GOAL OF THE EXERCISE »
The answer must be every line of the records below that contains the word "Damage".

DATA TO PROCESS »
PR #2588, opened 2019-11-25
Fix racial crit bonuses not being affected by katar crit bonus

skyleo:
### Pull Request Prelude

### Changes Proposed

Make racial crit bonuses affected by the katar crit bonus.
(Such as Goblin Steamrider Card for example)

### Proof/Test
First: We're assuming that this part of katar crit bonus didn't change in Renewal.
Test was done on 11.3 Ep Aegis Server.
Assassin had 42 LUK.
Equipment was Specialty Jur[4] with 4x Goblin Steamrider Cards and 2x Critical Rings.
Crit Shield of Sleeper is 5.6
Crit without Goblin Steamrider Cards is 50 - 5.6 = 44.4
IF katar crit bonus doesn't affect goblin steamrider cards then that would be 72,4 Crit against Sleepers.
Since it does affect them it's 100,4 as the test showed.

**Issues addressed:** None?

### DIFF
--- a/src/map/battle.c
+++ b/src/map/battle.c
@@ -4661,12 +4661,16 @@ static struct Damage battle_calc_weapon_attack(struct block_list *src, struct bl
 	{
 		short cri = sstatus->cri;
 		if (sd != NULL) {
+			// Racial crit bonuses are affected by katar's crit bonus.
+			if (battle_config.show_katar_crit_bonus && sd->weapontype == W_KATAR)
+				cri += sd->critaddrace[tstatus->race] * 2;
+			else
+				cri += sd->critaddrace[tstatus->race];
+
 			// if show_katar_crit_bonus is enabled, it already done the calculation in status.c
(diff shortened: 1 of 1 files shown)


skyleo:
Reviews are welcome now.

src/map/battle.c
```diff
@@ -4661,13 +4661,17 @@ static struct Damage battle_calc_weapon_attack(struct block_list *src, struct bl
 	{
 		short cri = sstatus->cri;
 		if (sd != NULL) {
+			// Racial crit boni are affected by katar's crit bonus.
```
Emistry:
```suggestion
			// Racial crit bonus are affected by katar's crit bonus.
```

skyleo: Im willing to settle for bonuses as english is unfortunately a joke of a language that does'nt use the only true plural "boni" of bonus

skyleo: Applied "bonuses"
==
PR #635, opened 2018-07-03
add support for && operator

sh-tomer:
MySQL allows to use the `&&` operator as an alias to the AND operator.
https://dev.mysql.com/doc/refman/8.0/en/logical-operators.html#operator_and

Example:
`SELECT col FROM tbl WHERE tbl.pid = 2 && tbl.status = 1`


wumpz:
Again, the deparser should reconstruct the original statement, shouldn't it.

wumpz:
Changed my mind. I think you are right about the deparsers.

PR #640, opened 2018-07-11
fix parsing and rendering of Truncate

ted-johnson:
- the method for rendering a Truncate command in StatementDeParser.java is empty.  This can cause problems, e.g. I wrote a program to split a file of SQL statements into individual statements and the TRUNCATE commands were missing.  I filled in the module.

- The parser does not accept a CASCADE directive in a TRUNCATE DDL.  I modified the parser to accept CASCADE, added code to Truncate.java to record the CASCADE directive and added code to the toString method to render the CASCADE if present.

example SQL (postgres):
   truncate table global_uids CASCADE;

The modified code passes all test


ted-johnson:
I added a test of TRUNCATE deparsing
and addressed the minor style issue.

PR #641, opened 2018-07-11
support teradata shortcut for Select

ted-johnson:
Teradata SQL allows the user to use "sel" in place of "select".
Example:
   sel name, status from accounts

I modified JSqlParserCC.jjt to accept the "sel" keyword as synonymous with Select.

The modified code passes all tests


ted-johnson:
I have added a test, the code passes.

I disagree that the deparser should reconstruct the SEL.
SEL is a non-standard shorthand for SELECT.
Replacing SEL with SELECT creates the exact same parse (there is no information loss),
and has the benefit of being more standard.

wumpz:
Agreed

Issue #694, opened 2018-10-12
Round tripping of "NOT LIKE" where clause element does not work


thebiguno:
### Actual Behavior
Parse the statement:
--
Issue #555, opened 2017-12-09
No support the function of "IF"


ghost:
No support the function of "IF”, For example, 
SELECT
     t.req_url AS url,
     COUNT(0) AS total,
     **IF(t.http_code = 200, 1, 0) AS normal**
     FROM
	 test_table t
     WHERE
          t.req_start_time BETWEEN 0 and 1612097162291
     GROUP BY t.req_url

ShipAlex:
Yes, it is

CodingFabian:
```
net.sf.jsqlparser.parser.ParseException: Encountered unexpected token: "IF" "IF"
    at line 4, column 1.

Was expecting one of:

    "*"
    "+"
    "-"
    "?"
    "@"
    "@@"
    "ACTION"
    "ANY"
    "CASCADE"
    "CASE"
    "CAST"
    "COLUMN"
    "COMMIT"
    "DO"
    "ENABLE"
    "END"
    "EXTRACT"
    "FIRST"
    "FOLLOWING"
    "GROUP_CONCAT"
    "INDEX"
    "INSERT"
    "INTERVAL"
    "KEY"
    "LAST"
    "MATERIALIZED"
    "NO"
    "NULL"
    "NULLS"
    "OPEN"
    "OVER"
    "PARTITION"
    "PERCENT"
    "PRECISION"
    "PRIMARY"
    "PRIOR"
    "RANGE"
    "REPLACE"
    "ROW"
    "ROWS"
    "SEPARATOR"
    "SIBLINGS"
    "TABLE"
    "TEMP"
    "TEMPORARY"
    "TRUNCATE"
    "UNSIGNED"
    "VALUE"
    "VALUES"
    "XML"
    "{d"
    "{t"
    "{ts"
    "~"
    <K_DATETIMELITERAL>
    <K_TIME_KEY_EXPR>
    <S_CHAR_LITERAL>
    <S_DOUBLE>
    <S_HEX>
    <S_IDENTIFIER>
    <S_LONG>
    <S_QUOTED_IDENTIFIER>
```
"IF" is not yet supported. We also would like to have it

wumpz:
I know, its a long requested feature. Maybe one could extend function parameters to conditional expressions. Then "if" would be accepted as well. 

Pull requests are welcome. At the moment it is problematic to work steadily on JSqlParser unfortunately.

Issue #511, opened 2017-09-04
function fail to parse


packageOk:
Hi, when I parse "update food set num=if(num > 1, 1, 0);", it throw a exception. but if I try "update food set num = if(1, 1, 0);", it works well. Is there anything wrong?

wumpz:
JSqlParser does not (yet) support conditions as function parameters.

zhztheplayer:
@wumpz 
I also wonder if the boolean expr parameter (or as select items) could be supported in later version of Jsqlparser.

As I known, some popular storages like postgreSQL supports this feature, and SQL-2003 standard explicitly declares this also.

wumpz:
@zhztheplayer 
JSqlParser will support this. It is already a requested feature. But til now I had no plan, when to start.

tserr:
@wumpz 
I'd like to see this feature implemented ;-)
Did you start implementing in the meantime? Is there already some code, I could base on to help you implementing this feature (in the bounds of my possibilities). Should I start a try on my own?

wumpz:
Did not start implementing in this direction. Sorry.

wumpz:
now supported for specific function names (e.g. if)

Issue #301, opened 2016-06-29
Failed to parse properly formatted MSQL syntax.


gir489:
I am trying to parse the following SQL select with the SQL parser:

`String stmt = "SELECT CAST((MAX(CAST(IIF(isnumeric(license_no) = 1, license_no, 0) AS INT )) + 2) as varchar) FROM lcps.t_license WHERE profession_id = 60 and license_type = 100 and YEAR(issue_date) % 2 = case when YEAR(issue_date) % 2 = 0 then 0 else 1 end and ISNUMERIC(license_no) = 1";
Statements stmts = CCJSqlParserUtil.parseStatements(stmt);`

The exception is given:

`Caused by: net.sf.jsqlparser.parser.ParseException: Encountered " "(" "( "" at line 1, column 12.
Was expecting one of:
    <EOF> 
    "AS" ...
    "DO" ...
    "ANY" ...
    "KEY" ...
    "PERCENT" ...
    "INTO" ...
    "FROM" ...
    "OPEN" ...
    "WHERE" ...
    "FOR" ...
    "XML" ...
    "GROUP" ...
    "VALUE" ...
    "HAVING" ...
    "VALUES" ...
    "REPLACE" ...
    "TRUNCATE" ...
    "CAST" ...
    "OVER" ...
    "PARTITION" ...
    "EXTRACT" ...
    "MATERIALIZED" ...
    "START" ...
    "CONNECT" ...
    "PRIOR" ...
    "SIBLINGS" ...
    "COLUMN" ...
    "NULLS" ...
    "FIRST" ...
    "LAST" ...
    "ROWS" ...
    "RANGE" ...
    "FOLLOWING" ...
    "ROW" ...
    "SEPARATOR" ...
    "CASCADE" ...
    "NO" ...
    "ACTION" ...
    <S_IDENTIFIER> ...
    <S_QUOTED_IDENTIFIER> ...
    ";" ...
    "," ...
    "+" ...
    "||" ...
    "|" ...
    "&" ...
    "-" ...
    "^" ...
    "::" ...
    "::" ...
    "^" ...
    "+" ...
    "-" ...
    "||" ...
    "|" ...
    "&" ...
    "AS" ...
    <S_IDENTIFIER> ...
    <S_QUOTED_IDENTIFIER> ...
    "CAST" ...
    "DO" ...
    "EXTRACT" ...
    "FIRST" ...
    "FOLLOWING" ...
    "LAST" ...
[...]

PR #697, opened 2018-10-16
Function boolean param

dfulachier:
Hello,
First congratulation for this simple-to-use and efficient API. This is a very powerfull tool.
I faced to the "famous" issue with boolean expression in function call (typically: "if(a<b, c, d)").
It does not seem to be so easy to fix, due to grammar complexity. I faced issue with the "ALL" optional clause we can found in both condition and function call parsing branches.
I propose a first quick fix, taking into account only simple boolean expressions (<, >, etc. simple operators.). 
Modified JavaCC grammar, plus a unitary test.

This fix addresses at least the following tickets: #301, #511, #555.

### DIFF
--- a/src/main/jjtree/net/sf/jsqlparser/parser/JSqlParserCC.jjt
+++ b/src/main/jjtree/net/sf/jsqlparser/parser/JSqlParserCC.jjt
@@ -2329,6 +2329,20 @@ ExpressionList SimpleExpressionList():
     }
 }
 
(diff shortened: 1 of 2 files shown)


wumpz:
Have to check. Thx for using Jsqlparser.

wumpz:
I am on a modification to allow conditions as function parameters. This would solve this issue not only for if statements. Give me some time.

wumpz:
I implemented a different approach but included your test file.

SOLUTION TO THIS EXERCISE »
@@ -4661,12 +4661,16 @@ static struct Damage battle_calc_weapon_attack(struct block_list *src, struct bl
@@ -4661,13 +4661,17 @@ static struct Damage battle_calc_weapon_attack(struct block_list *src, struct bl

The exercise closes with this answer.